Eigenvalue Bounds for Random Matrices via Zerofreeness
Sidhanth Mohanty, Amit Rajaraman
TL;DR
The paper introduces a Jensen's formula–based, zerofreeness approach to bound the spectral radius $\rho(\boldsymbol{M})$ of random matrices in a non-asymptotic setting. By relating outlier eigenvalues to the averaged determinant $\mathbb{E}|\det(I - z\boldsymbol{M})|^2$ and connecting $\rho(\boldsymbol{M})$ to the nonbacktracking matrix $B_{\boldsymbol{M}}$, the authors derive constant-probability eigenvalue bounds for three ensembles: non-asymptotic Girko matrices, non-asymptotic Wigner matrices, and the configuration-model random $d$-regular graphs. They establish a general moment-bounds framework (assumption on mixed moments) that yields bounds on $\mathbb{E}\rho(\boldsymbol{M})^2$ and tail bounds for outliers, and they verify these conditions for the random $d$-regular ensemble via detailed combinatorial and analytic arguments including Laplace’s method. The results recover classical bounds for Wigner matrices and Friedman's constant-probability bounds for random regular graphs up to universal constants, offering a simple, non-asymptotic route to spectral radius control in sparse regimes with potential broad applicability.
Abstract
We introduce a new technique to prove bounds for the spectral radius of a random matrix, based on using Jensen's formula to establish the zerofreeness of the associated characteristic polynomial in a region of the complex plane.
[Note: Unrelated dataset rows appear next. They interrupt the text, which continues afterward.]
PR #173, opened 2020-09-21
Update ROS2 workflow version from eloquent to foxy

mxgrey:


.github/workflows/build.yaml
```diff
@@ -2,9 +2,9 @@ name: build
...
 jobs:
   build:
-    runs-on: ubuntu-18.04
+    runs-on: ubuntu-20.04
     container:
-      image: docker://ros:eloquent-ros-base-bionic
+      image: docker://ros:foxy-ros-base-focal
       
     steps:
     - name: deps
```
luca-della-vedova, line 10: I guess this step can be removed as well?

mxgrey: Are you suggesting getting rid of the rosdep install? I'm not sure if `libfcl` and `libccd` are included in the base image of foxy :thinking: 

But even if they are, I think the pipeline is more robust to future dependency changes if we just keep this in.

luca-della-vedova: I meant the normal "deps" step that only installs g++8, but it probably doesn't matter that much

mxgrey: Oh sorry I got confused because GitHub had collapsed that part of the file, so it looked like you were referring to `rosdep install` :facepalm:

PR #181, opened 2020-10-02
Fix debug build error due to incorrect call to make_segment_num_error

mrushyendra:
Ensures correct arguments are passed to `make_segment_num_error`, so that debug builds work.


mxgrey (approved):
Whoops, thanks for catching this. I'm not sure how it's gone undetected this whole time :thinking:

PR #185, opened 2020-10-07
Fix/finish duration

aaronchongth:
* Removed all time related default arguments, especially those using `std::chrono::steady_clock::now()`
* Changed to using `finish_duration` instead of `finish_time`, so that everything is handled relatively to the planning start time
* Added arguments for relative start time to all relevant methods and objects
* Removed default constructor for `agv::State`
* Modified tests to work as before
* Throws exception when invalid battery state of charge values are passed.
* Some documentation


aaronchongth:
Closing in favour of https://github.com/osrf/rmf_core/pull/188

PR #188, opened 2020-10-12
Using rmf_traffic::agv::Plan::Start for holding waypoint and time information

aaronchongth:
Signed-off-by: Aaron Chong <aaronchongth@gmail.com>

* Removed all time related default arguments, especially those using std::chrono::steady_clock::now()
* Removed default constructor for agv::State
* Using `rmf_traffic::agv::Plan::Start` in `rmf_tasks::agv::State` to hold information for waypoint index and finish time (when the robot is available to accept the next task)
* Throws exception when invalid battery state of charge values are passed
* Added tests to check for exceptions for battery soc and threshold values in `State` and `StateConfig`
* Modified tests to work as before, added arguments for relative start time to all relevant methods and objects
* Some documentation

### DIFF
--- a/rmf_tasks/include/rmf_tasks/agv/State.hpp
+++ b/rmf_tasks/include/rmf_tasks/agv/State.hpp
@@ -24,44 +24,66 @@
 #include <rmf_utils/optional.hpp>
 
 #include <rmf_traffic/Time.hpp>
+#include <rmf_traffic/agv/Planner.hpp>
 
 namespace rmf_tasks {
 namespace agv {
 
+/// This state representation is used for task planning.
 class State
 {
 public:
 
   /// Constructor
   ///
-  /// \param[in] waypoint
+  /// \param[in] plan_start
+  ///   Current state's next start for new plans, includes the time which
+  ///   the plan can feasibly start, according to the finishing time of any
+  ///   tasks that the robot is currently performing.
+  ///
   /// \param[in] charging_waypoint
-  /// \param[in] finish_time
+  ///   The charging waypoint index of this robot.
+  ///
   /// \param[in] battery_soc
-  /// \param[in] threshold_soc
+  ///   Current battery state of charge of the robot. This value needs to be
+  ///   between 0.0 to 1.0.
   State(
-    std::size_t waypoint, 
+    rmf_traffic::agv::Plan::Start plan_start,
     std::size_t charging_waypoint,
-    rmf_traffic::Time finish_time = std::chrono::steady_clock::now(),
-    double battery_soc = 1.0);
-
-  State();
+    double battery_soc);
   
-  std::size_t waypoint() const;
+  /// The next plan start based on the current state.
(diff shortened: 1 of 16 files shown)


rmf_tasks/include/rmf_tasks/agv/State.hpp
```diff
@@ -24,45 +24,67 @@
...
-  /// \param[in] finish_time
+  ///   The charging waypoint index of this robot.
+  ///
   /// \param[in] battery_soc
-  /// \param[in] threshold_soc
+  ///   Current battery state of charge of the robot. This value needs to be
+  ///   between 0.0 to 1.0.
   State(
-    std::size_t waypoint, 
+    rmf_traffic::agv::Plan::Start plan_start,
```
Yadunund, line 51: I think the name `plan_start` is misleading and should be re-named to `location` as it is meant to reflect the expected finish location of the robot. This would align with the usage in `RobotContext` and `TaskManager` https://github.com/osrf/rmf_core/blob/89e758ac9b4fddc0302dac2d10d062ad7fadb477/rmf_fleet_adapter/src/rmf_fleet_adapter/TaskManager.hpp#L61

rmf_tasks/include/rmf_tasks/agv/TaskPlanner.hpp
```diff
@@ -127,6 +127,7 @@ class TaskPlanner
   /// Get the greedy planner based assignments for a set of initial states and 
   /// requests
   Assignments greedy_plan(
+    rmf_traffic::Time relative_start_time,
```
Yadunund, line 130: Would it be better to rename `relative_start_time` to `time_now` or `now`?

rmf_tasks/src/agv/TaskPlanner.cpp
```diff
@@ -614,6 +614,7 @@ class TaskPlanner::Implementation
   }
   
   Assignments complete_solve(
+    rmf_traffic::Time relative_start_time,
```
Yadunund, line 617: I might be missing something here but it looks like this new variable is not being used anywhere?

Yadunund (changes requested):
Thanks for switching the `State` container to use `rmf_traffic::agv::Planner::Start`. I have left a couple of comments for your consideration. It looks like the new `relative_start_time` field in `complete_solve` is not being used anywhere?

rmf_tasks/include/rmf_tasks/agv/State.hpp
aaronchongth: Hmm, I was using `location` previously but found the name and the type not complementing each other, as it is not immediately clear what `location` has to do with `Plan::Start`.

aaronchongth: For now I will prioritize how semantic the names are, we can decide down the road if it really becomes confusing :man_shrugging:

Yadunund (approved):
Thanks for making these changes so quickly! The added documentation is great too.

PR #190, opened 2020-10-14
Update schedule with docking itinerary

Yadunund:
Interim solution to publish the docking path of the robot to RMF schedule


aaronchongth (approved):
Thanks for wrangling with the itinerary! LGTM

PR #191, opened 2020-10-14
Use optional of reference wrapper

aaronchongth:
Signed-off-by: Aaron Chong <aaronchongth@gmail.com>

### DIFF
--- a/rmf_fleet_adapter/include/rmf_fleet_adapter/agv/RobotUpdateHandle.hpp
+++ b/rmf_fleet_adapter/include/rmf_fleet_adapter/agv/RobotUpdateHandle.hpp
@@ -28,6 +28,7 @@
 
 #include <vector>
 #include <memory>
+#include <functional>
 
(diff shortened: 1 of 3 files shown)


Yadunund (approved):
Thanks for addressing the UB. Pretty cool solution!

mxgrey:
A more classic alternative would be to return a `Participant*` which has a `nullptr` value if the object isn't available. That said, there's nothing wrong with this approach; the only downside is the `std::optional` uses up one extra byte to track whether the object is available.

aaronchongth:
I see, yeah that would be a good idea. I was trying to prevent any use of raw pointers in the API, thanks for the tip!

mxgrey:
It's okay to use raw pointers in the API as long the raw pointer is telling the user "You are allowed to have access to view/mutate this object, but you do not own its memory allocation". You should absolutely not use raw pointers if the user is expected to own and manage the memory allocation of the object.

PR #6556, opened 2021-06-04
[bitnami/redis] Added HPA for redis

### LINKED ISSUE #6551: [bitnami/magento], [bitnami/redis] Add HorizontalPodAutoscaler to chart
Edit: added Redis to feature suggestion as well.

**Which chart**:
bitnami/magento, bitnami/redis, latest

It'd be good to be able to enable a HPA for Magento + Elasticsearch, and Redis and not having to create and manage one manually.

Being able to enable autoscaling and set settings via helm chart values would be good. Something like https://github.com/kubernetes/ingress-nginx/blob/9e89951ec76045f69058a6bd68692715364627d5/charts/ingress-nginx/values.yaml#L318

Creating manually, but doing this means it is managed separately which is not ideal.

mahgo:
**Description of the change**

Added Horizontal Pod Autoscaler for the Redis chart

**Benefits**
Being able to enable a HPA when using the chart.

**Applicable issues**

  - fixes #6551

**Additional information**
I was not able to test this out - for some reason the pods were already getting into a CrashLoopBackOff before I even changed anything, is anyone else having this problem?

**Checklist** 


bitnami/redis/values.yaml
```diff
@@ -1000,6 +1008,14 @@ pdb:
   ## @param pdb.maxUnavailable Max number of pods that can be unavailable after the eviction
   ##
   maxUnavailable:
+## Autoscaling configuration
```
alvneiayu, line 1011: Could you move all of those values inside the replica section, please?. I mean, the autoscaling is going to work only for the replicas and right now the values are in a section shared with the master and the replicas.

alvneiayu (changes requested):
Hi @mahgo

I reviewed the patch. Everything looks good to me but I think that it is better to move the autoscaling values inside the replica section.

Again, thanks a lot for your time and your work.

Álvaro

bitnami/redis/values.yaml
mahgo: Done

bitnami/redis/templates/replicas/hpa.yaml
```diff
@@ -1,4 +1,4 @@
-{{- if .Values.autoscaling.enabled }}
+{{- if .Values.replicate.autoscaling.enabled }}
```
alvneiayu, line 1: {{- if .Values.replica.autoscaling.enabled }}

alvneiayu (commented):
hi @mahgo 

I saw that you are having some linter errors. You have a Typo using "replicate" instead of "replica".

Thanks a lot for your time.

Álvaro

bitnami/redis/templates/replicas/hpa.yaml
mahgo: Thanks, fixed.

alvneiayu (approved):
LGTM

kalali:
If sentinel is used the SS name is derived using ` {{ printf "%s-node" (include "common.names.fullname" .) }}` while when there is no sentinel the SS name is derived using ` {{ printf "%s-replicas" (include "common.names.fullname" .) }}`. The hpa needs to take that into account.

alvneiayu:
hi @kalali 

Thanks a lot for notifying this problem. We are open to receive PRs and we will really happy to review it.

Thanks a lot again for your time and your help

Álvaro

Our techniques are entirely non-asymptotic, and we instantiate it in three settings: (i) The spectral radius of non-asymptotic Girko matrices -- these are asymmetric matrices $\mathbf{M} \in \mathbb{C}^{n \times n}$ whose entries are independent and satisfy $\mathbb{E} \mathbf{M}_{ij} = 0$ and $\mathbb{E} |\mathbf{M}_{ij}^2| \le \frac{1}{n}$. (ii) The spectral radius of non-asymptotic Wigner matrices -- these are symmetric matrices $\mathbf{M} \in \mathbb{C}^{n \times n}$ whose entries above the diagonal are independent and satisfy $\mathbb{E} \mathbf{M}_{ij} = 0$, $\mathbb{E} |\mathbf{M}_{ij}^2| \le \frac{1}{n}$, and $\mathbb{E} |\mathbf{M}_{ij}^4| \le \frac{1}{n}$. (iii) The second eigenvalue of the adjacency matrix of a random $d$-regular graph on $n$ vertices, as drawn from the configuration model. In all three settings, we obtain constant-probability eigenvalue bounds that are tight up to a constant. Applied to specific random matrix ensembles, we recover classic bounds for Wigner matrices, as well as results of Bordenave--Chafaï--García-Zelada, Bordenave--Lelarge--Massoulié, and Friedman, up to constants.